Use the tags to understand how people consider the content at hand. Then you can “pave” the best paths to ensure findability — say, by explicitly linking “nyc,” “newyork,” and “newyorkcity.” You can also align these tags with more formal schemes, thus enhancing the utility of both.

This raises some interesting issues, not least of which is the fact that Joshua Schachter over at del.icio.us and Stuart Butterfield over at Flickr seem hostile towards anything which might be seen as an attempt to standardise tagging systems. Merholz isn't suggesting standardisation here, but it's easy to get onto a slippery slope. Once we realise "nyc", "newyork", and "newyorkcity" are similar then the temptation is to merge them, but for all we know, the distinction may be important to some users. The solution is to offer browsing of multiple tags as if they were one (a union of tags) as an optional view of the data.
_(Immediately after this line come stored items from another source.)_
Issue #7213, opened 2016-06-14
Add a onUpdateUser hook to the accounts-base package


FGM:
## Problem to solve

Since commit 00eda434206aba34e91ccde25019c2b035b3c746 (OAuth login to an existing account now _does_ update the services.PROVIDER), `accounts-server.js` contains mention of a `onUpdateUser` hook remaining to be implemented, in function `updateOrCreateUserFromExternalService()`. Still present in the `release-1.5` branch
## Why this is a problem

It turns out this hook is missing in an accounts package for transparent Drupal authentication I've been developing (https://github.com/FGM/accounts-drupal) : due to this missing hook, when Meteor is notified about a change in the user exported information, the info is properly merged to the database under the `services` key for the user, but the `profile` field cannot be updated.

This appears to have been the reason for the mention about that hook in the first place: 

>  XXX provide an onUpdateUser hook which would let apps update the profile too
## Current workaround

The current workaround is to delete the user and relog them, which causes the profile to be regenerated as it should, but means any work in progress by the user is lost while they are logged out, and all login information for other accounts providers is deleted too.
## Suggested solution

Implement such a hook. If MDG is willing, I could probably submit a PR to do so.

Note: one similar hook was added recently on logout in #6889, so adding its equivalent for updates seems just a consistency measure.

FGM:
Still an issue on release-1.5 HEAD.

abernix:
Thanks for this feature request.  I think this is a reasonable request and this could be a candidate for `pull-requests-encouraged`, however I'll cite the [feature request guidelines](https://github.com/meteor/meteor/blob/devel/Contributing.md#feature-requests) for the sake of completeness and because there are a lot of other feature requests:

> You'll have the best chance of getting a change into core if you can build consensus in the community for it. Start by creating a well specified feature request as a Github issue.

> Help drive discussion and advocate for your feature on the Github ticket (and perhaps the forums). The higher the demand for the feature and the greater the clarity of it's specification will determine the likelihood of a core contributor prioritizing your feature by flagging it with the pull-requests-encouraged label.

Do you mind writing out a bit of a proposal here for exactly what you had in mind or how you planned to implement it?  I don't think this sounds terribly complicated, so if it sounds good you'll be encouraged to make a PR for it.

hwillson:
[...]

PR #9042, opened 2017-08-24
added onUserUpdate hook

gerwinbrunner:
I found a missing feature documented in the code here:
https://github.com/meteor/meteor/blob/master/packages/accounts-base/accounts_server.js#L1433

So I just implemend it in the way the `onCreateUser` hook was done.


sebakerckhof:
It's weird to me that `onCreateUser` would be called for every created user, while `onUpdateUser` would only be called for users logging in via oAuth. If this is a useful feature, I'd at least give it a more descriptive name along the lines of 'onExternalLogin`

merlinpatt:
I agree that it should probably be called `onExternalLogin` to be more clear. But I'm not sure what benefit this provides. There isn't a way to pass options through to the user doc like you can with `onCreateUser`.

`onCreateUser` allows you to pass options in via `Accounts.createUser(options)`. But, as far as I can tell, `Meteor.loginWith<ExternalService>` has no means to pass options to this new function `onExternalLogin`. And these should share the same features

gerwinbrunner:
@sebakerckhof Thanks for the input... I just went with what was in the comments of the original code. I'll change the name.

@merlinpatt The purpose for this is to be able to update profile (or other data) after an OAuth login.
That information is passed by the OAuth service. An example would be to change the users country of residence if he changed that info in the original OAuth service.

packages/accounts-base/accounts_server.js
```diff
@@ -119,6 +119,22 @@ export class AccountsServer extends AccountsCommon {
 
     this._onCreateUserHook = func;
   }
+
```
hwillson: Can you adjust this so there is only one blank line before and after the `onExternalLogin` function?

packages/accounts-base/accounts_server.js
```diff
@@ -1433,15 +1449,22 @@ Ap.updateOrCreateUserFromExternalService = function (
     // We *don't* process options (eg, profile) for update, but we do replace
```
hwillson: This comment needs to change since we're now providing a way to process options. Please remove the `XXX` line, and consider updating this comment to better reflect the new functionality. Actually, you could consider just removing this comment entirely - now that we're addressing options, the code here pretty much speaks for itself.

hwillson:
Hi @gerwinbrunner - just touching base on this. Have you had a chance to review my comments?

gerwinbrunner:
Sorry, having pretty busy the last week. I will look into it this week 
and update the PR.

Hugh Willson wrote:

hwillson:
@gerwinbrunner Have you had a chance to look at this again? Let us know if you'll have some time to wrap this up. Thanks!

hwillson:
All outstanding items here should now be addressed, so this is ready for a final review.

benjamn:
Rebased and pushed to `devel` as https://github.com/meteor/meteor/commit/20f698aec8f711825e061b06604eb9d43afc6cdb

FGM:
AFAICS this actually closes https://github.com/meteor/meteor/issues/7213 from 06/2016, and its followup  https://github.com/meteor/meteor-feature-requests/issues/68

hwillson:
Good catch - thanks @FGM!

PR #9670, opened 2018-02-15
Version of mongodb updated

gustawdaniel:
Problem was described here

> https://github.com/mafintosh/mongojs/issues/347

Solution was found here:

> http://thecodebarbarian.com/a-nodejs-perspective-on-mongodb-36-array-filters.html

Reason of changes - lack of support for arrayFilters describled here:

> https://docs.mongodb.com/manual/reference/operator/update/positional-filtered/

Description, why this changes can help:

> Using array filters with Node.js requires versions >= 3.0.0 of the MongoDB Node.js driver or >= 5.0.0 of mongoose in addition to v3.6 of the MongoDB server. Earlier versions of the MongoDB (2.x) and mongoose (4.x) do not support array filters.

### DIFF
--- a/packages/npm-mongo/package.js
+++ b/packages/npm-mongo/package.js
@@ -3,12 +3,12 @@
 
 Package.describe({
   summary: "Wrapper around the mongo npm package",
-  version: "2.2.33",
+  version: "3.0.2",
   documentation: null
 });
 
 Npm.depends({
-  mongodb: "2.2.33"
+  mongodb: "3.0.2"
 });
 
 Package.onUse(function (api) {


hwillson:
Thanks for submitting this PR @gustawdaniel. Unfortunately, this isn't something we can accept at this time. Version 3 of the Node Mongo driver introduces breaking changes that will have to be handled delicately within Meteor core. The biggest change that has to be considered is that `find` and `findOne` no longer accept the `fields` parameter. This means Minimongo will have to be updated to translate fields parameter calls to `Cursor.prototype.project` calls. 

If you're interested in working on this further, great! If you could open a new feature request for this over in http://github.com/meteor/meteor-feature-requests, we can then hash out a plan of attack in that FR first, before anyone starts on a Mongo Node driver 3.x update PR. Thanks!

Issue #1646, opened 2013-12-02
minimongo use of `undefined` doesn't match mongo shell


datacarl:
Mini-mongo doesn't treat `undefined` in a $in lookup the same way as the server does. On the server it matches both null and undefined, but on the client it doesnt match any of them.

``` javascript
  Collection.insert({name: [null]});
  Collection.insert({name: [undefined]});
  Collection.insert({name: ['test']});

//server
console.log(Collection.find({name : {$in : [undefined]}}).count()); // -> 2

//client
console.log(Collection.find({name : {$in : [undefined]}}).count()); // -> 0
```

dotnetwise:
undefined should be ignored - otherwise you need to delete a property by using the `very slow` operator `delete`. Please reopen this issue

PR #9671, opened 2018-02-15
 Update Mongo.Collection to strip undefined fields

### LINKED ISSUE #9619: [1.6.1]The Mongo server and the Meteor query disagree on how many documents match your query.
We got this last night after updating from 1.6.0.1 -> 1.6.1 . We use an mlab cluster for our db running mongo 3.0.12 MMAPv1 and deploy to Galaxy. This bug seems to be a duplicate of #9087 and has been reproduced by @jessedvrs. 

Exception in defer callback: Error: The Mongo server and the Meteor query disagree on how many documents match your query. Maybe it is hitting a Mongo edge case? The query is: {}
at packages/mongo/oplog_observe_driver.js:881:15
at Object.Meteor._noYieldsAllowed (packages/meteor.js:730:12)
at OplogObserveDriver._publishNewResults (packages/mongo/oplog_observe_driver.js:851:12)
at OplogObserveDriver.proto._publishNewResults (packages/mdg_meteor-apm-agent.js:2899:38)
at OplogObserveDriver._runQuery (packages/mongo/oplog_observe_driver.js:758:10)
at OplogObserveDriver._runInitialQuery (packages/mongo/oplog_observe_driver.js:658:10)
at packages/mongo/oplog_observe_driver.js:191:10
at packages/mongo/oplog_observe_driver.js:15:9
at Meteor.EnvironmentVariable.EVp.withValue (packages/meteor.js:1186:15)
at packages/meteor.js:502:25
at runWithEnvironment (packages/meteor.js:1240:24)

Here was the list of packages that were updated.

accounts-base upgraded from 1.4.0 to 1.4.2
autoupdate upgraded from 1.3.12 to 1.4.0
babel-compiler* upgraded from 6.24.7 to 7.0.0
babel-runtime upgraded from 1.1.1 to 1.2.0
boilerplate-generator upgraded from 1.3.1 to 1.4.0
callback-hook upgraded from 1.0.10 to 1.1.0
check upgraded from 1.2.5 to 1.3.0
coffeescript downgraded from 1.11.1_4 to 1.0.17
ddp-client upgraded from 2.2.0 to 2.3.1
ddp-common upgraded from 1.3.0 to 1.4.0
ddp-server upgraded from 2.1.1 to 2.1.2
diff-sequence upgraded from 1.0.7 to 1.1.0
dynamic-import upgraded from 0.2.1 to 0.3.0
ecmascript upgraded from 0.9.0 to 0.10.0
ecmascript-runtime-client upgraded from 0.5.0 to 0.6.0
es5-shim upgraded from 4.6.15 to 4.7.0
http upgraded from 1.3.0 to 1.4.0
id-map upgraded from 1.0.9 to 1.1.0
meteor-base upgraded from 1.2.0 to 1.3.0
minifier-css upgraded from 1.2.16 to 1.3.0
minifier-js upgraded from 2.2.2 to 2.3.1
modules upgraded from 0.11.1 to 0.11.3
mongo upgraded from 1.3.1 to 1.4.2
ordered-dict upgraded from 1.0.9 to 1.1.0
promise upgraded from 0.10.0 to 0.10.1
random upgraded from 1.0.10 to 1.1.0
reload upgraded from 1.1.11 to 1.2.0
retry upgraded from 1.0.9 to 1.1.0
server-render added, version 0.3.0
shim-common added, version 0.1.0
socket-stream-client added, version 0.1.0
standard-minifier-css upgraded from 1.3.5 to 1.4.0
standard-minifier-js upgraded from 2.2.3 to 2.3.1
url upgraded from 1.1.0 to 1.2.0
webapp upgraded from 1.4.0 to 1.5.0

These packages have been updated to new versions that are not backwards
compatible.
obit: updated to Meteor 1.6.1.
Changes to your project's package version selections from updating package versions:

babel-runtime upgraded from 1.2.0 to 1.2.2
caching-compiler upgraded from 1.1.9 to 1.1.11
ecmascript-runtime-client upgraded from 0.6.0 to 0.6.1
es5-shim upgraded from 4.7.0 to 4.7.3
jquery upgraded from 1.11.10 to 1.11.11
modules-runtime upgraded from 0.9.1 to 0.9.2
mongo upgraded from 1.4.2 to 1.4.3
npm-mongo upgraded from 2.2.33 to 2.2.34
stylus upgraded from 2.513.13 to 2.513.14

hwillson:
`Mongo.Collection` has been updated to strip `undefined` fields set in documents/selectors passed to `find`, `findOne`, `insert`, `update`, etc. This lines the codebase up with the changes made in https://github.com/meteor/meteor/commit/ce3885b6df10f9f69f425af8698642a388efa6f2, and helps prevent "The Mongo server and the Meteor query disagree on how many documents match your query" errors.

Fixes #9619.


packages/mongo/collection.js
```diff
@@ -301,6 +298,24 @@ Object.assign(Mongo.Collection.prototype, {
...
+  // fields in documents/selectors. This function can be used to remove
+  // `undefined` fields, to keep things consistent, and help avoid any
+  // unwarranted side effects (such as issue #9619).
+  _removeUndefinedFields(selector) {
+    const cleanSelector = selector;
+    if (cleanSelector) {
+      Object.keys(cleanSelector).forEach((key) => {
+        if (cleanSelector[key] && typeof cleanSelector[key] === 'object') {
+          this._removeUndefinedFields(cleanSelector[key]);
+        } else if (cleanSelector[key] === undefined) {
```
benjamn: Let's use `typeof cleanSelector[key] === "undefined"` here.

packages/mongo/collection.js
```diff
@@ -301,6 +298,24 @@ Object.assign(Mongo.Collection.prototype, {
     }
   },
 
+  // The Mongo Node driver is configured to `ignoreUndefined`
+  // fields in documents/selectors. This function can be used to remove
+  // `undefined` fields, to keep things consistent, and help avoid any
+  // unwarranted side effects (such as issue #9619).
+  _removeUndefinedFields(selector) {
```
benjamn: Let's add a `seen = new Set` parameter here, and pass it through to the recursive call below, so that we can keep track of objects we've seen before, to avoid infinite loops if the selector has any cycles.

packages/mongo/collection.js
hwillson: Oops 😳 - good catch, thanks!

packages/mongo/collection.js
hwillson: Great idea - will do, thanks!

packages/mongo/collection.js
```diff
@@ -301,6 +298,33 @@ Object.assign(Mongo.Collection.prototype, {
...
+    const selectorCopy = EJSON.clone(selector);
+    const seen = new Set();
+    (function removeUndefinedRecursively(cleanSelector) {
+      if (!seen.has(cleanSelector)) {
+        seen.add(cleanSelector);
+        Object.keys(cleanSelector).forEach((key) => {
+          if (cleanSelector[key] && typeof cleanSelector[key] === 'object') {
+            removeUndefinedRecursively(cleanSelector[key]);
+          } else if (typeof cleanSelector[key] === 'undefined') {
+            delete cleanSelector[key];
```
benjamn: This may be tricky, but I wonder if there's a way to avoid the `EJSON.clone` if we aren't going to delete any fields from the original `selector`.

benjamn:
The more I think about this, the more it seems like treating
```js
collection.find({ key: valueThatHappensToBeUndefined })
```
as if it was
```js
// Returns all documents!
collection.find({}) 
```
might not be the right solution, since the caller probably wanted to fetch only documents with some particular value for `key`, rather than all documents.

Would it be better to throw if we find an `undefined` value? There seems to be some [precedent](https://github.com/meteor/meteor/blob/b4690a2541fd104cbfba1c269a31755996e5855e/packages/minimongo/local_collection.js#L89-L90) for this idea in the `LocalCollection` code, though only in the comments.

mitar:
Yes, it should not be the same. Better to return less than too many documents.

What does MongoDB do?

hwillson:
Definitely an interesting problem. Mongo itself throws:

```
Error: error: {
	"$err" : "Can't canonicalize query: BadValue cannot compare to undefined",
	"code" : 17287
}
```

but this PR was lining up with the Mongo Node driver (since it's our entry point into Mongo), which when using [`ignoreUndefined`](http://mongodb.github.io/node-mongodb-native/2.2/api/Db.html) strips `undefined` fields without throwing.

I'm happy to extend this to throw if you guys agree? Lining up with Mongo's exact behaviour makes a lot of sense. I'm wondering if that then makes this change less backwards compatible though, since application code that appeared to work before because it stripped  `undefined` fields, will now throw? I guess we'll just have to make sure this is well documented, and maybe hold off on releasing these updates until 1.6.2, so we can highlight theses changes in the 1.6.2 release notes / blog post (to hopefully get more eyes on this change before people blindly update and visibly break their apps).

Let me know if I have a 👍 to revert this and submit a new PR that throws when using `undefined`. Thanks!

mitar:
Last time I remember I was playing with undefined and null in Meteor and queries it was a strange situation. Especially because EJSON and method calls process it as well. If I remember correctly, `undefined` is being converted to `null` if you pass it to the meteor method. So then if you pass `undefined` to a Meteor method and then on the server to a mongodb query, you in fact get `null` into the query. On the other hand, simulation gets `undefined`.

See also [this blog post by an ex-MDG person](http://devblog.me/wtf-mongo), section 2. So I think there was some previous work/discussion about how to handle undefined in Meteor. So it might be that if we want good backwards compatibility we should maybe read discussion in https://github.com/meteor/meteor/issues/1646.

benjamn:
Anecdotally, all of the reports in #9619 seem like the `undefined` values were unintended surprises, and the developer would have been glad to know about the source of the problem, rather than mystified by the minimongo/mongo disagreement error.

hwillson:
@mitar Everything you mentioned is how we ended up with this PR. For the full backstory, see https://github.com/meteor/meteor/pull/9444. We're trying to align all of this to get rid of the inconsistencies between minimongo/mongo, and at the same time respect Mongo's [BSON spec](http://bsonspec.org/spec.html), which has deprecated `undefined`.

hwillson:
Agreed @benjamn - so should I proceed with reverting this and submitting a new PR that throws if an `undefined` field is used (on both the client and server)?

benjamn:
@hwillson Yeah, I think we can save people from a lot of subtle bugs by throwing instead of trying to be clever about this. The error message can recommend switching to `null` if the `undefined` value was not a mistake.

hwillson:
Sounds great @benjamn - I'm on it!

romainkoenig:
> Yeah, I think we can save people from a lot of subtle bugs by throwing instead of trying to be clever about this. The error message can recommend switching to null if the undefined value was not a mistake.

Glad that you see the point, sadly it's too late for us :-(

This is why the emergent paths comparison is a good one, especially in the case of del.icio.us where it's easy to see how similar tags could be suggested through usage, because different people will be adding and tagging the same URLs. In the case of Flickr though, tag consensus will be harder to reach unless tagging is opened up to everyone, perhaps to tag their collections of favourites. That way, when people search for a particular tag, Flickr could use the favourites tags to offer related tag suggestions. Because it is an optional query refinement rather than a unification of terms, it then becomes an interface issue and not a complex and unwanted database normalisation task. Over at del.icio.us, Joshua is already experimenting with user/tag similarity suggestions, hopefully Flickr will soon.